The overlap is crucial—without it, information at window boundaries gets lost. A question spanning messages 9-11 would be split across two windows. With 2-message overlap, both windows contain the context.

Generating Summaries

For conversations longer than 5 messages, generate a summary using an LLM:

Python
def get_conversation_summary(text: str) -> str:
    """
    Uses Claude to summarize the conversation.
    Falls back to truncation if no API key.
    """
    client = Anthropic()

    response = client.messages.create(
        model="claude-sonnet-4-5-20250929",
        max_tokens=300,
        temperature=0,
        system="""You are a helpful assistant that summarizes
        conversations for retrieval purposes. Capture the main
        topics, decisions, and key entities.""",
        messages=[{
            "role": "user",
            "content": f"Summarize this conversation:\n\n{text[:100000]}"
        }]
    )

    return response.content[0].text

The summary chunk captures the semantic essence of the conversation, while windows capture specific details. When indexed together, both levels are searchable.
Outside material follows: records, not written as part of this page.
PR #33485, opened 2024-09-18
crypto: Add checks for BigInt/BigUint in getRandomValues

msub2:
`Crypto.getRandomValues()` was missing checks for BigInt64 and BigUint64. The only failing subtest now is for Float16Arrays, which I don't believe are exposed from mozjs currently.

---

### DIFF
--- a/components/script/dom/crypto.rs
+++ b/components/script/dom/crypto.rs
@@ -83,6 +83,8 @@ fn is_integer_buffer(array_type: Type) -> bool {
             Type::Uint16 |
             Type::Int16 |
             Type::Uint32 |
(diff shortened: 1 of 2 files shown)


jdm (approved):
Float16 does exist: https://doc.servo.org/mozjs/jsapi/enum.Type.html#variant.Float16

msub2:
Ah, my mistake, I'll see if I can expose it to make it constructable then

msub2:
Hmm, that might require a little more plumbing than I expected, that can probably be saved for a separate PR. This can probably be merged as is for now

PR #33487, opened 2024-09-18
dom: Append stream chunks in the correct order.

### LINKED ISSUE #33467: Investigate WPT mimesniff tests failing
While comparing WPT passes between Servo and Ladybird I noticed that Servo didn't seem to be passing any of the mimesniff tests, despite the functionality for doing so existing already. It looks like there's a JSON parse error that's tripping up Servo and preventing any of the subtests from running. Link for ref:

https://wpt.fyi/results/mimesniff/mime-types/parsing.any.html?label=master&product=servo&product=ladybird

jdm:
These changes address a logic bug when appending multiple chunks of data to a stream. This manifested intermittently if the initial chunk received over the network was large enough to encompass the full response; otherwise, subsequent chunks would be prepended instead of appended, yielding corrupted data.

---
- [x] These changes fix #33467


mrobinson (approved):
Great catch!

gterzian (approved):
Thank you!

PR #33488, opened 2024-09-18
android/ohos: Fix wrong production cfg

jschwe:
Our build script sets `servo_production` and not `production`.
See https://github.com/servo/servo/blob/632d83270498f6cb2e9d284503d86607f250b80e/ports/servoshell/build.rs#L39

---


mukilan (approved):
Good catch!

PR #33496, opened 2024-09-19
fetch: add Accept-Encoding header when the Range header exists

shanehandley:
Implements step 8.19 of the fetch spec for https://fetch.spec.whatwg.org/#http-network-or-cache-fetch.

Also some tidying of surrounding documentation an numbering fixes.

WPT results in my fork: https://github.com/shanehandley/servo/actions/runs/10937450208

---


jdm (approved):
Thanks!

Putting It Together: The Ingestion Pipeline

Python
def ingest_conversation(conversation: dict) -> List[ConversationChunk]:
    """
    Creates hierarchical chunks for a conversation.
    """
    chunks = []
    conv_id = conversation['id']
    title = conversation['title']
    messages = conversation['messages']

    # Full text for summary
    full_text = f"Title: {title}\n" + "\n".join(
        f"{msg['role']}: {msg['content']}"
        for msg in messages
    )

    # 1. Summary Chunk (for conversations > 5 messages)
    if len(messages) > 5:
        summary = get_conversation_summary(full_text)
        chunks.append(ConversationChunk(
            id=f"{conv_id}_summary",
            parent_id=conv_id,
            type="summary",
            text=f"Summary of '{title}':\n{summary}",
            metadata={
                "title": title,
                "type": "summary"
            }
        ))

    # 2. Sliding Window Chunks
    windows = create_sliding_windows(messages)
    for i, window in enumerate(windows):
        chunks.append(ConversationChunk(
            id=f"{conv_id}_window_{i}",
            parent_id=conv_id,
            type="window",
            text=f"Excerpt from '{title}' (msgs {window['start_index']}-{window['end_index']}):\n{window['text']}",
            metadata={
                "title": title,
                "type": "window",
                "start_index": window['start_index'],
                "end_index": window['end_index']
            }
        })

    return chunks

The metadata is essential—it lets the UI highlight exactly which messages matched, not just which conversation.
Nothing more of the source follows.